FIG. 5 shows another example of the configuration of a recording medium used in the present invention. A recording layer 2 made of a polymer liquid crystal and an alignment layer 3 for aligning the polymer liquid crystal are provided on a substrate 1. A heat insulating layer 4 is formed between 3 and the substrate 1. When the thickness of the heat insulating layer 4 is sufficiently large and the substrate can be replaced by the film, the substrate 1 can be omitted.

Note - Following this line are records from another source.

Issue #3653, opened 2012-10-11
Photo upload broken


balasankarc:
The photo upload facility is completely broken today..  The icon (rotating one) showing "uploading" rotates till infinity... It just won't stop... And still photo is not being uploaded... Please fix it...

Balu

svbergerem:
We would have to apply the solution @taratatach [mentioned here](https://github.com/diaspora/diaspora/issues/3653#issuecomment-24876887) to the [apache conf](https://gist.github.com/jhass/719014).

jaywink:
I don't see how setting a larger body size in the web server will help in the case that the connection is just slow? The server side doesn't support chunking uploads and until it does it makes little sense to bump the 4mb limit or even suggest bumping it. Some users will just get more timeouts the larger the limit is increased. Photo uploads really should fall back or be able to use smaller chunks so that timeouts don't happen, which is mentioned in #4997.

jaywink:
Any objections to closing this?

jhass:
Nope.

PR #6819, opened 2016-04-30
[WIP] Make max image upload size configurable

Flaburgan:
4194304 bytes is actually hardcoded everywhere. It's becoming too small in 2016, I wanted to make that customizable.

This is not working actually, I've got "gon is undefined", is there something special I should do to make gon available?

### DIFF
--- a/app/assets/javascripts/app/views/publisher/uploader_view.js
+++ b/app/assets/javascripts/app/views/publisher/uploader_view.js
@@ -7,7 +7,7 @@
 app.views.PublisherUploader = Backbone.View.extend({
 
   allowedExtensions: ["jpg", "jpeg", "png", "gif", "tif", "tiff"],
-  sizeLimit: 4194304,  // bytes
+  sizeLimit: gon.appConfig.settings.max_upload_size,
 
   initialize: function(opts) {
     this.publisher = opts.publisher;
--- a/app/assets/javascripts/mobile/mobile_file_uploader.js
+++ b/app/assets/javascripts/mobile/mobile_file_uploader.js
@@ -11,7 +11,7 @@ function createUploader(){
        action: "/photos",
        debug: false,
        button: document.getElementById('file-upload-publisher'),
-       sizeLimit: 4194304,
+       sizeLimit: gon.appConfig.settings.max_upload_size,
 
        onProgress: function(id, fileName, loaded, total){
         var progress = Math.round(loaded / total * 100 );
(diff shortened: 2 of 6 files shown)


app/assets/javascripts/app/views/publisher/uploader_view.js
```diff
@@ -7,7 +7,7 @@
 app.views.PublisherUploader = Backbone.View.extend({
 
   allowedExtensions: ["jpg", "jpeg", "png", "gif", "tif", "tiff"],
-  sizeLimit: 4194304,  // bytes
+  sizeLimit: gon.appConfig.settings.max_upload_size,
```
diaspora-code-review: Identifier 'max_upload_size' is not in camel case.

app/assets/javascripts/mobile/mobile_file_uploader.js
```diff
@@ -11,7 +11,7 @@ function createUploader(){
        action: "/photos",
        debug: false,
        button: document.getElementById('file-upload-publisher'),
-       sizeLimit: 4194304,
+       sizeLimit: gon.appConfig.settings.max_upload_size,
```
diaspora-code-review: Identifier 'max_upload_size' is not in camel case.

app/controllers/application_controller.rb
```diff
@@ -150,7 +150,10 @@ def current_user_redirect_path
   def gon_set_appconfig
     gon.push(appConfig: {
                chat:     {enabled: AppConfig.chat.enabled?},
-               settings: {podname: AppConfig.settings.pod_name},
+               settings: {
+                 podname: AppConfig.settings.pod_name,
```
diaspora-code-review: Align the elements of a hash literal if they span more than one line.

app/assets/javascripts/mobile/mobile_file_uploader.js
Flaburgan: I kept the same name in JS than in the diaspora.yml file here, should I change that?

denschub:
Sorry, but no.

We've discussed this in #3653 before. We are not able to simply increase the upload limit and we should absolutely not expose a config option for that. Increasing the max image size would require the podmins to change their nginx/apache configs to increase the maximal body size. That, in turn, will lead to people increasing their max body sizes to a gigabyte or something and totally blowing up their ram.

Instead of randomly increasing the body limit and exposing configs that may break stuff if the podmin does not change their webserver configs we should implemented chunked uploading, which is tracked in #4997.

Flaburgan:
Up to you, maybe if we don't expose it we can at least use a constant instead of a hard value everywhere, and increase the default value.

Flaburgan:
So what do you think? Can we use a unique variable instead of hardcoded values, and where should I put this variable if we don't want to expose it?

Also,
When the thermal conductivity of the alignment layer 3 is low and the film thickness is sufficiently large, the alignment layer 3 and the heat insulating layer 4 can be used together.
In the recording medium of FIG. 1, a light absorbing agent was added to the recording layer 2, but in the recording medium of this configuration example, a light absorbing agent was added to at least one of the alignment layer 3 and the heat insulating layer 4. It is.

The recording operation in this case is almost the same as that in FIG. 1 except that the light absorbed by the light absorbing agent added to the alignment layer 3, the heat insulating layer 4, or both is converted to heat. The erasing operation is the same as in FIG. Further, in the recording medium of this configuration example, the heat generated in the layer containing the light absorbing agent is less likely to escape to the substrate 1 due to the presence of the heat insulating layer 4, and the recording speed is further improved.

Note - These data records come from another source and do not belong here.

PR #6821, opened 2016-05-05
Fix time ago when making a notification read/unread.

### LINKED ISSUE #6798: Timeago in notifications
Marking a notification as unread resets the timeago stamp causing the times to look wrong. 
It can be reproduced by marking an old notification as unread. 

(0.5.99 Development Branch)

bildschirmfoto 2016-04-16 um 08 38 06

<bountysource-plugin>
---
Want to back this issue? **[Post a bounty on it!](https://www.bountysource.com/issues/33011822-timeago-in-notifications?utm_campaign=plugin&utm_content=tracker%2F522&utm_medium=issues&utm_source=github)** We accept bounties via [Bountysource](https://www.bountysource.com/?utm_campaign=plugin&utm_content=tracker%2F522&utm_medium=issues&utm_source=github).
</bountysource-plugin>

ralinc:
Marking a notification as unread resets the timeago stamp causing
the times to look wrong. It can be reproduced by marking an old
notification as unread. Using the update_colum instead of
update_attribute will not touch the updated_at attribute, and
thus will not affect the updated time ago in the view.

Fixes #6798.

### DIFF
--- a/app/models/notification.rb
+++ b/app/models/notification.rb
@@ -9,7 +9,7 @@ class Notification < ActiveRecord::Base
   belongs_to :target, :polymorphic => true
 
   attr_accessor :note_html
- 
+
   def self.for(recipient, opts={})
     self.where(opts.merge!(:recipient_id => recipient.id)).order('updated_at desc')
   end
@@ -29,7 +29,7 @@ class Notification < ActiveRecord::Base
                                       actor, note_type)
     end
     return_note.email_the_user(target, actor) if return_note
-    return_note 
+    return_note
   end
 
   def as_json(opts={})
@@ -41,7 +41,7 @@ class Notification < ActiveRecord::Base
   end
 
   def set_read_state( read_state )
-    self.update_attributes( :unread => !read_state )
+    update_column(:unread, !read_state)
   end
 
   def mail_job
--- a/spec/controllers/notifications_controller_spec.rb
+++ b/spec/controllers/notifications_controller_spec.rb
@@ -31,6 +31,19 @@ describe NotificationsController, :type => :controller do
       get :update, "id" => note.id, :set_unread => "true", :format => :json
     end
 
+    it "marks a notification as unread without timestamping" do
+      note = Timecop.travel(1.hour.ago) do
+        FactoryGirl.create(:notification, recipient: alice, unread: false)
+      end
+
+      get :update, "id" => note.id, :set_unread => "true", :format => :json
+      expect(response).to be_success
+
+      updated_note = Notification.find(note.id)
+      expect(updated_note.unread).to eq(true)
+      expect(updated_note.updated_at.iso8601).to eq(note.updated_at.iso8601)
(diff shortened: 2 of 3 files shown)


app/models/notification.rb
```diff
@@ -41,7 +41,11 @@ def email_the_user(target, actor)
   end
 
   def set_read_state( read_state )
-    self.update_attributes( :unread => !read_state )
+    if self.new_record?
```
SuperTux88: This method is only called on existing notifications, so this `if` shouldn't be needed.

spec/controllers/notifications_controller_spec.rb
```diff
@@ -31,6 +31,14 @@
       get :update, "id" => note.id, :set_unread => "true", :format => :json
     end
 
+    it 'marks a notification as unread without timestamping' do
```
SuperTux88: You should use `TimeCop` here to change the time. Because this spec runs in the same second as the Notification was created, so the time would be the same anyway.

Also this spec is red in travis, because after save it to the database some milliseconds were truncated. So you need to compare only date, hours, minutes and seconds (or only the one you changed with `TimeCop`).

app/models/notification.rb
```diff
@@ -41,7 +41,11 @@ def email_the_user(target, actor)
...
+      self.update_attribute(:unread, !read_state)
```
diaspora-code-review: Redundant `self` detected.

app/models/notification.rb
```diff
@@ -41,7 +41,11 @@ def email_the_user(target, actor)
...
+    else
+      self.update_column(:unread, !read_state)
```
diaspora-code-review: Redundant `self` detected.

spec/controllers/notifications_controller_spec.rb
```diff
@@ -31,6 +31,19 @@
...
```
diaspora-code-review: Prefer double-quoted strings unless you need single quotes to avoid extra backslashes for escaping.

app/models/notification.rb
ralinchimev: The if-statement is needed because of some failing model unit tests. Or we have to change the tests somehow.

spec/controllers/notifications_controller_spec.rb
ralinchimev: Done. Thanks for the feedback.

app/models/notification.rb
SuperTux88: We shouldn't change the code only to make tests running. Please change the tests that they use saved notifications, so the tests correspond to the real conditions.

ralinchimev: Of course. I agree.

denschub:
Merged as 1773e3e35d3cf706a06088d4c36155a5ff4ab916, thank you for your contribution!

Flaburgan:
Thank you!

PR #6836, opened 2016-05-17
Set ruby version to 2.2.3

cmrd-senya:
The latest version bumps make `bundle install` fail with ruby versions less than 2.2.3.

I get the error message

```
Installing listen 3.1.3

Gem::InstallError: listen requires Ruby version >= 2.2.3, ~> 2.2
```


jhass:
`listen` is a development dependency (through `guard`). Production installs should be unaffected as you can see by Travis still using Ruby 2.2.0.

SuperTux88:
the latest version of rvm uses 2.2.4 if you only write `2.2`, so maybe you simply need to run `rvm get latest`

cmrd-senya:
I see. So it's rather my local installation issue then. I guess it could be closed then. Sorry for making noise.

Flaburgan:
If you're using `rbenv` like me, you need to add the hotfix number manually in `.ruby-version`. But as we recommend using `rvm` at the moment, we should not modify it in diaspora code.

Flaburgan:
Hm @cmrd-senya you raise a valid point here though, we say in the changelog that 2.1.x is still supported for diaspora* 0.6. So we can't bump listen this way. I just tested with ruby 2.1.5 and the error message is preatty clear: `Gem::InstallError: listen requires Ruby version >= 2.2.3, ~> 2.2.`

SuperTux88:
2.1 is supported for prod-env, but not for development.

Flaburgan:
Oh my bad I didn't read carefully enough @jhass's message.

PR #6848, opened 2016-06-03
Fix like and reshare from the profile page

### LINKED ISSUE #6841: mobile web ui: like / reshare of posts from a user profile not possible.
Seen on Android device, using Chrome or Firefox: Clicked on a user pic in my stream to get to the user profile. Scrolled down. Clicked on "heart" or "reshare" to interact with some post on the profile page. Outcome: The browser will scroll back to the top of the profile page without performing the action I actually tried to do. Known issue?

<bountysource-plugin>
---
Want to back this issue? **[Post a bounty on it!](https://www.bountysource.com/issues/34490088-mobile-web-ui-like-reshare-of-posts-from-a-user-profile-not-possible?utm_campaign=plugin&utm_content=tracker%2F522&utm_medium=issues&utm_source=github)** We accept bounties via [Bountysource](https://www.bountysource.com/?utm_campaign=plugin&utm_content=tracker%2F522&utm_medium=issues&utm_source=github).
</bountysource-plugin>

cmrd-senya:
Fix class assignment in the mobile view of the profile page. Add a cuke testing the "liking from the profile view" feature.

fix #6841

### DIFF
--- a/app/views/people/show.mobile.haml
+++ b/app/views/people/show.mobile.haml
@@ -19,7 +19,7 @@
 - if @post_type == :photos
   = render "photos/index", photos: @posts
 - else
-  #main_stream
+  .stream#main_stream
     - if @stream.stream_posts.length > 0
       = render "shared/stream", posts: @stream.stream_posts
       = render "shared/stream_more_button"
--- a/features/mobile/reactions.feature
+++ b/features/mobile/reactions.feature
@@ -15,7 +15,16 @@ Feature: reactions mobile post
 
   Scenario: like on a mobile post
     When I should see "No reactions" within ".show-comments"
-    And I click on selector "span.show-comments"
+    And I click on selector "a.like-action.inactive"
+    Then I should see a "a.like-action.active"
+    When I go to the stream page
+    And I should see "1 reaction" within ".show-comments"
+    And I click on selector "a.show-comments"
+    Then I should see "1" within ".like-count"
+
+  Scenario: liking from the profile view
+    When I am on "alice@alice.alice"'s page
+    Then I should see "No reactions" within ".show-comments"
     And I click on selector "a.like-action.inactive"
     Then I should see a "a.like-action.active"
     When I go to the stream page


app/views/people/show.mobile.haml
```diff
@@ -19,7 +19,7 @@
 - if @post_type == :photos
   = render "photos/index", photos: @posts
 - else
-  #main_stream
+  #main_stream.stream
```
diaspora-code-review: Classes should be listed before IDs (.stream should precede #main_stream)

features/support/application_cuke_helpers.rb
```diff
@@ -32,6 +32,9 @@ def check_fields_validation_error(field_list)
     end
   end
 
+  def mobile_version?
```
Flaburgan: There is probably a cleaner way to know in the cukes if we are using the mobile version,

Flaburgan:
Thanks for the fix! And my bad for the regression :(

Flaburgan:
I noticed that we have a [reaction tests file](https://github.com/diaspora/diaspora/blob/develop/features/mobile/reactions.feature), maybe you want to put your test there?

features/mobile/likes.feature
```diff
@@ -0,0 +1,22 @@
...
+  I want to like their posts
+
+  Background:
+    Given following users exist:
+      | username    | email             |
+      | Bob Jones   | bob@bob.bob       |
+      | Alice Smith | alice@alice.alice |
+    And a user with email "bob@bob.bob" is connected with "alice@alice.alice"
+    And "bob@bob.bob" has a public post with text "I like unicorns"
+    And I sign in as "alice@alice.alice"
```
Flaburgan: The other tests have `And I sign in as "bob@bob.bob" **on the mobile website**`. I don't know if that change anything, I ran the test locally and it was correctly using the mobile version.  I wanted to point that just in case.

features/support/application_cuke_helpers.rb
svbergerem: I don't know a better solution.

svbergerem:
> I noticed that we have a reaction tests file, maybe you want to put your test there?

I agree with @Flaburgan that we shouldn't have tests for liking posts in two different files. Either move your new test to the reactions tests or move the other liking tests from the reactions file to your new file.

While doing that it would be great if you could unify the tests for liking posts. The only difference should be the page you are using for the tests.

features/support/application_cuke_helpers.rb
cmrd-senya: I was searching for something better, but I don't think that mode -- mobile or desktop is stored somewhere in that context. It is stored in the user session data, but it's accessible from controllers, but not from the Capybara context. At the same time we have the `@mobile` tag in cukes, but as it seemed to me that it's rather switches the browser emulation mode and that is why mobile version is picked automatically. So I don't think that there is anything more reliable than just getting it from the metadata in the page content, if we need to do that at all.

cmrd-senya:
Updated. The test moved to the `reactions.feature`. Unification makes other modifications unnecessary.

features/mobile/reactions.feature
```diff
@@ -23,6 +23,17 @@ Feature: reactions mobile post
     And I click on selector "a.show-comments"
     Then I should see "1" within ".like-count"
 
+  Scenario: liking from the profile view
+    When I am on "alice@alice.alice"'s page
+    Then I should see "No reactions" within ".show-comments"
+    And I click on selector "span.show-comments"
```
Flaburgan: There is no event bind when there is no reactions. Even when the click is bind because there are comments, the `.like-action` is shown without having to open the panel. Can you please check if the test succeed without this line? If so, can you please remove it from this test and the one in the main stream, for both "No reaction" and "1 reaction" cases?

cmrd-senya: Yes, it works perfectly. So I remove two lines: this and number 18?

Flaburgan: Yes please ;)

cmrd-senya:
Updated according to [the note](https://github.com/diaspora/diaspora/pull/6848#discussion_r65908990).

Flaburgan:
I tested this locally, I can confirm that the test succeed with the patch and failed without it.
I also tested it manually with the same result for both like and reshare actions. This seems ready to be merged to me. Or maybe also add a test for the reshare action?

svbergerem:
Thanks!

PR #6887, opened 2016-06-26
Fix relayable retraction sender

SuperTux88:
this is a problem with old-federation-pods


denschub:
Spec green, PR merged.

PR #6888, opened 2016-06-26
fix sender for messages for old pods

SuperTux88:
same problem as #6886

Send a second message to remote recipients with conversation-author
as salmon author if the conversation-author is local.

The first dispatch will fail on old pods. New pods will ignore the
second message, if the guid already exist.


jhass:
Thanks1

PR #6889, opened 2016-06-26
bump diaspora_federation to 0.1.1

SuperTux88:
This fetches reshare roots if they are not available locally already.


jhass:
Thanks!

PR #6891, opened 2016-06-27
start cucumber jobs before other jobs

SuperTux88:
the whole build is faster, if the workers start first with the longer
running jobs.


jhass:
Thanks!

PR #6895, opened 2016-06-27
Fix up nodeinfo tests

cmrd-senya:
Tests for nodeinfo failed if services config are non-default. Fix it to pick the data for comparation from application settings.


jhass:
Thanks!

Issue #6632, opened 2016-01-10
notification for hidden and muted private conversation


schubeda:
I got an email notification for a private conversation that was already hidden and muted. Obviously I couldn't see the message when I clicked the link. The other person in the conversation actually sent a message, but I guess I shouldn't get a notification if it's muted.

jaywink:
Could you list your diaspora pod version please? It is in the right sidebar, or go to `/statistics` on the pod you are on, thanks!

schubeda:
The version is 0.5.5.99-p0a02e81b

svbergerem:
Fixed by #6873, test added by #6899.

PR #6899, opened 2016-06-29
Add cuke for deleting conversations

svbergerem:
This adds a test for #6632 which fails when running on the old federation code. So it looks like #6632 also has been fixed by #6873.

While testing this I found out that the color of the flash message for new conversations is wrong, so I fixed that in another commit.


denschub:
Merged, thank you!

PR #6901, opened 2016-07-03
Remove unused translations

svbergerem:
Supersedes #6883. I wasn't able to find any use for these translations and I guess we should see some failing tests if some of those were still in use.

I went through all translations in `config/locales/diaspora/en.yml` and `config/locales/javascript/javascript.en.yml` but there might still be some unused translations that I missed.


jhass:
Thank you!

In the configuration example of FIG. 5, a light absorbing agent is added to at least one of the alignment layer 3 and the heat insulating layer 4.
From the viewpoint of heat utilization efficiency, the case where the light absorbing agent is added to the alignment layer 3 in contact with the polymer liquid crystal layer is better than the case where the light absorbing agent is added to the heat insulating layer 4. More preferred. In the above configuration, the light to be irradiated may be on the polymer liquid crystal layer side or on the substrate 1 side. However, in consideration of the generated heat distribution, the light is preferably incident from the polymer liquid crystal side.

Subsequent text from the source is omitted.